Stored data
↓

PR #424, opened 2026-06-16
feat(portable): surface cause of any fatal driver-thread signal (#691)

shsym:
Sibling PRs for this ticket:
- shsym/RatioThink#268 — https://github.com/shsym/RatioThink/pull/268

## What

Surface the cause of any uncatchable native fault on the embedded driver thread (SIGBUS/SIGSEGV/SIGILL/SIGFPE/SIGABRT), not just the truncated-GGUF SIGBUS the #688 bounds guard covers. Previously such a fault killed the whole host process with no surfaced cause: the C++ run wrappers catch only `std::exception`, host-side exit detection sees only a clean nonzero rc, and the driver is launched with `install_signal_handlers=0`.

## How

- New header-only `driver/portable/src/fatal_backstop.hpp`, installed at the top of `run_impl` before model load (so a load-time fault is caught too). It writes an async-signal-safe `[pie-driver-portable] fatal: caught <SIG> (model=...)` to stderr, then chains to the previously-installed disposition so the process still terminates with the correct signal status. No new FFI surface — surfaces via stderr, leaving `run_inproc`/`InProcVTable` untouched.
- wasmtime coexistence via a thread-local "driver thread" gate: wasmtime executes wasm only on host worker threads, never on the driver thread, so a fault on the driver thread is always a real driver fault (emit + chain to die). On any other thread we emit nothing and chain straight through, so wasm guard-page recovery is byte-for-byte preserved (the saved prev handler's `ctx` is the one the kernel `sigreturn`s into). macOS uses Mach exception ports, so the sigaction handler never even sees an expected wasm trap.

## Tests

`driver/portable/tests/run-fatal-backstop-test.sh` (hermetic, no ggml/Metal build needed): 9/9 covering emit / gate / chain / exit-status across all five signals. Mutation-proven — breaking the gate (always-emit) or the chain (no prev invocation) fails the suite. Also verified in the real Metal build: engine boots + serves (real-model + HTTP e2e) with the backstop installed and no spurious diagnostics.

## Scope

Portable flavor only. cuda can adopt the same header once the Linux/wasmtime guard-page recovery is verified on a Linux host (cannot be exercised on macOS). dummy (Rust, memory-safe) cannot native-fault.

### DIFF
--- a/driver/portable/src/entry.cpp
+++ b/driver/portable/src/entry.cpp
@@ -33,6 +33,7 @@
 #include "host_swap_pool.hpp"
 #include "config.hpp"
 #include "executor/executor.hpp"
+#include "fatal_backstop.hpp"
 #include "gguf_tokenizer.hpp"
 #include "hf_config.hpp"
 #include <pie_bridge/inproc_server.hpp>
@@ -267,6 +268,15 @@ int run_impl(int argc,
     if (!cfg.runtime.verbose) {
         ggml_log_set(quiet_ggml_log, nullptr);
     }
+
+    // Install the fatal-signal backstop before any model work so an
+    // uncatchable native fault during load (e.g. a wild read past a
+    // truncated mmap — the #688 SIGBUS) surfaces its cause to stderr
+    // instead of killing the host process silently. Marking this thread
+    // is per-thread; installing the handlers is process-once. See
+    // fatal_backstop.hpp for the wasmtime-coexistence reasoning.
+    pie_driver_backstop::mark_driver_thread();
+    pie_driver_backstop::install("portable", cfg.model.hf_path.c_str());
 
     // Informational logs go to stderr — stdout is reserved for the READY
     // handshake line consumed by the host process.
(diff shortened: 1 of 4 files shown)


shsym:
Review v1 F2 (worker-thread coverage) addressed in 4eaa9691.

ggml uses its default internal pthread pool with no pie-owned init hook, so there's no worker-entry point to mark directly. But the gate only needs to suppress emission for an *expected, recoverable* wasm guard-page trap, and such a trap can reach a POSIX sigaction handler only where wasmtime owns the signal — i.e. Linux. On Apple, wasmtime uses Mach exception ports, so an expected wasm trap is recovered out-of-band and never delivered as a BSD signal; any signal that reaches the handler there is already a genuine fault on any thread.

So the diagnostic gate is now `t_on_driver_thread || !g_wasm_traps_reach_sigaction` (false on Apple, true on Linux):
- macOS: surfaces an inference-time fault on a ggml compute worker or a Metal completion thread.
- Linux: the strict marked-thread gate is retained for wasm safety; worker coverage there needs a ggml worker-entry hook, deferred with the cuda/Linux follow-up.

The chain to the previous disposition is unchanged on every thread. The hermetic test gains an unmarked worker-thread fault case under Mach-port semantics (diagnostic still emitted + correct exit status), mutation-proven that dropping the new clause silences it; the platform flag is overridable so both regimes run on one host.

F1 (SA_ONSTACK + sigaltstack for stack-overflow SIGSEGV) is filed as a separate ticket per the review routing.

↑
↓

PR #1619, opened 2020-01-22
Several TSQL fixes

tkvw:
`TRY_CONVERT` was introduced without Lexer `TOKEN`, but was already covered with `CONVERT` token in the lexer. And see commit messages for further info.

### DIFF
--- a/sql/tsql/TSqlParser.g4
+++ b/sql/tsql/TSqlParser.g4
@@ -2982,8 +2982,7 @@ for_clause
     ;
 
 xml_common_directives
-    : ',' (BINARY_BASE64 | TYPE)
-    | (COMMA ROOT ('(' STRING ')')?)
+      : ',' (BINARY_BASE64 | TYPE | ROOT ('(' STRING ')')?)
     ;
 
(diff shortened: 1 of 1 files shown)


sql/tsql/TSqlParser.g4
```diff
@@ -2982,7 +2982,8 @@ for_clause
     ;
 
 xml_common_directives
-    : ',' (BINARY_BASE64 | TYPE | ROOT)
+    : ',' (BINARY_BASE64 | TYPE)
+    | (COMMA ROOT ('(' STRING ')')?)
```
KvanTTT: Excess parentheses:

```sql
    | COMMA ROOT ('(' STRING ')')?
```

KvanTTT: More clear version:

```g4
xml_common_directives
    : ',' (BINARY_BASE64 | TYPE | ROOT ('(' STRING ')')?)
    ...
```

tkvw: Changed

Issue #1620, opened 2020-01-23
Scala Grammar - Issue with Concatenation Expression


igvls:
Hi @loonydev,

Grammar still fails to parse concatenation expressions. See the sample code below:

↑

### Brief
Using the data above, reproduce exactly the lines from the line that contains "PR #424, opened 2026-06-16" through the line that contains "- New header-only", including both.

### Reply to the task
PR #424, opened 2026-06-16
feat(portable): surface cause of any fatal driver-thread signal (#691)

shsym:
Sibling PRs for this ticket:
- shsym/RatioThink#268 — https://github.com/shsym/RatioThink/pull/268

## What

Surface the cause of any uncatchable native fault on the embedded driver thread (SIGBUS/SIGSEGV/SIGILL/SIGFPE/SIGABRT), not just the truncated-GGUF SIGBUS the #688 bounds guard covers. Previously such a fault killed the whole host process with no surfaced cause: the C++ run wrappers catch only `std::exception`, host-side exit detection sees only a clean nonzero rc, and the driver is launched with `install_signal_handlers=0`.

## How

- New header-only `driver/portable/src/fatal_backstop.hpp`, installed at the top of `run_impl` before model load (so a load-time fault is caught too). It writes an async-signal-safe `[pie-driver-portable] fatal: caught <SIG> (model=...)` to stderr, then chains to the previously-installed disposition so the process still terminates with the correct signal status. No new FFI surface — surfaces via stderr, leaving `run_inproc`/`InProcVTable` untouched.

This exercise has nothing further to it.